*Task brief*: Only the lines from the start of the entries up to and including the line with "keeps no cache." should be written out, exactly as they stand.

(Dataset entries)

· · · · ·

PR #352, opened 2026-09-14
feat(path): probe aliases of missing path suffixes

steipete:
## What Problem This Solves

Applications comparing paths before files exist need to observe case and Unicode alias behavior in the selected directory. OpenClaw's agent database registry currently owns temporary-name generation, nested probes, filesystem identity checks, and cleanup alongside its actual ownership policy.

## Why This Change Was Made

Add `probePathSuffixAliasesSync()` and `ProbePathSuffixAliasesOptions` under `@openclaw/fs-safe/advanced`. The helper probes complete missing suffixes using owned temporary directories and returns `true`, `false`, or `undefined`. The trusted synchronous predicate lets callers retain their own case-variant eligibility policy, evaluated in component order. The library keeps no cache.

Generated names avoid normalized case aliases of the requested components. Exact raw Unicode pairs are confined to owned neutral directories. Root and ancestor identities are checked before mutations and after observations; cleanup only removes verified empty directories. Any failed observation or cleanup makes the result unknown, including transient root disappearance. Callback errors propagate after cleanup.

This requires a writable observation directory. It preserves existing parent permissions and uses ordinary mkdir mode/umask. Creation and first observation, and each final check/syscall, remain separate; an unverified or replaced probe may remain. This does not reserve paths or authorize later access.

## User Impact

The prepared OpenClaw companion removes **308 production lines standalone**, or **309 additional lines after #349**. Together the two proposals remove **429 production lines**, with **zero test deletions**. The registry retains its cache, ownership decisions, dotted-I exclusion, and unknown-as-collision policy.

The companion is bound to OpenClaw `0cede6c5046c858b6e7de4fe6f30bb180fb15d1f`; its three affected files are byte-identical and the combined patch still applies at `2545695c28b5a036ab678c4fed377c47c8adfb0a`. Adoption waits for a package release containing these APIs. No unavailable imports or dependency overrides are committed to OpenClaw, and this proposal includes no release.

fs-safe adds 351 production lines for this primitive and shared-helper cleanup. Including #349, total production code across both repositories grows by seven lines; the 429-line reduction is specifically in OpenClaw.

The stricter unknown result after failed cleanup is deliberate. Performance is workload-dependent: early policy exclusion avoids filesystem setup and unnecessary randomness, while real nested probes retain identity-check costs. The registry's cached path is unchanged.

## Evidence

[...]

PR #414, opened 2026-09-16
feat(path): add bounded suffix alias probes

steipete:
Add opt-in bounded probes for aliases of missing path suffixes. Fixed path, depth, creation, and observation limits bound the work; exact identity checks and conservative cleanup preserve entries the operation cannot prove it owns. Documentation makes the remaining pathname race limits explicit. This supersedes #352.

The observation preserves identical-suffix no-I/O behavior, raw Unicode comparisons, caller policy, and exact thrown callback values. Replaced or nonempty owned directories are preserved during cleanup. Valid Windows namespace roots retain their separator and use the filesystem dispatch adapter without changing the caller-owned admission contract.

The package builds, 135 focused suffix/bounds/prefix/case tests pass (22 platform skips), and docs validation passes. Installed-package smoke passes with npm and pnpm on macOS, including both native settings, collision exhaustion, resource limits, callback replacement, and cleanup cases. Fresh independent review through P2 is clean. Complete platform CI passed on the final PR head.

An intermittent native macOS contention failure passed its unchanged-source retry. Investigation then reproduced a separate two-release metadata race; the guarded fix and regression coverage landed in [#430](https://github.com/openclaw/fs-safe/pull/430).


steipete:
## Performance HOLD — exact production/benchmark blobs at `d03b270`

The four planned pilot campaigns completed and were independently audited from raw artifacts:

- source ABBA: https://github.com/openclaw/fs-safe/actions/runs/35042424582
- source BAAB: https://github.com/openclaw/fs-safe/actions/runs/35042424637
- same-artifact control ABBA: https://github.com/openclaw/fs-safe/actions/runs/35042424870
- same-artifact control BAAB: https://github.com/openclaw/fs-safe/actions/runs/35042424724

Provenance passed: 12 studies, 288 reports, 504 measured rows, 72 expected skips, 3,528 samples; all plan/report/runner-output hashes, source bytes, before/after installations, OS/mode/order positions, and addon identities matched. Candidate/harness tree was `9fb320919ee2652a035e871d37a4b07ca3a70dc1`; baseline tree was `d7e80b18ac236471e50a45a045d53d3c4989cc0c`.

Strict result: **BLOCK**. The unchanged shared case-probe comparison breached 4/48 source cells (one pooled, three block); controls independently breached 6/96 cells and were not subtracted. Source blockers included macOS/off ABBA block-3 median +14.68%, Windows/off ABBA pooled/block-3 max +56.70% (+309.10 µs), and macOS/require BAAB block-1 median +18.39% / max +26.23%.

Candidate-only suffix pooled medians ranged from 52.8–164.6 µs on Linux, 196.6–238.5 µs on macOS, and 1.18–1.38 ms on Windows depending on order/mode. These are shallow ASCII-case observations, not general Unicode/depth/startup claims.

Commit `12bdbc8` adds only packed-consumer proof files and CI wiring; production and benchmark blobs are unchanged. I will not selectively rerun an unchanged measured implementation after a failed gate. This PR remains open but must not merge under the established performance policy.

steipete:
Independent GPT-6 Astra xhigh audit of the exact installed-package artifacts: ACCEPT for 12bdbc8ba6b49a797f644462eccd9d682943dc84 / tree 45e4ac9433f5270bc8cedbd9844cd71a56413a3a.

Verified all six artifact ZIP digests and all 12 JSON entries; exactly 24 npm/pnpm × native off/require receipts and 288 ordered scenario rows. Source/head/tree/clean projections, tarball integrity chain, 21 compiled-module hashes, LF/CRLF probe/helper hashes, addon-mode evidence, callback/collision/ancestor-swap/nonempty cleanup witnesses, and scenario ordering are internally consistent. Native priming is honestly separated from suffix execution: suffixNativeExecutionClaimed is false.

Artifacts retain JSON receipts rather than tarballs/binaries, so those bytes are bound by CI's reviewed hash chain but cannot be rehashed from the artifact alone. finalInventoryEmpty follows deliberate harness fixture cleanup; per-row cleanup receipts retain the preservation evidence.

Exact proof jobs all passed. Node 24 current vs immediate-parent job/proof-step durations were Ubuntu 70s/11s vs 86s/13s, macOS 69s/11s vs 81s/14s, Windows 164s/26s vs 173s/44s. This is descriptive CI timing, not a controlled benchmark. Expanding to Node 22 doubled aggregate proof capacity (652s across six jobs vs 340s across three).

Preserved audit directory: C:\Users\Peter Steinberger\AppData\Local\Temp\fs-safe-pr414-astra-proof-185ca82a2ca74f84af47535baab06447

The raw package-proof gap is closed. The separately documented strict source-performance BLOCK remains binding, so this PR stays on hold and should not merge.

· · · · ·

*Solution to this task*:
PR #352, opened 2026-09-14
feat(path): probe aliases of missing path suffixes

steipete:
## What Problem This Solves

Applications comparing paths before files exist need to observe case and Unicode alias behavior in the selected directory. OpenClaw's agent database registry currently owns temporary-name generation, nested probes, filesystem identity checks, and cleanup alongside its actual ownership policy.

## Why This Change Was Made

Add `probePathSuffixAliasesSync()` and `ProbePathSuffixAliasesOptions` under `@openclaw/fs-safe/advanced`. The helper probes complete missing suffixes using owned temporary directories and returns `true`, `false`, or `undefined`. The trusted synchronous predicate lets callers retain their own case-variant eligibility policy, evaluated in component order. The library keeps no cache.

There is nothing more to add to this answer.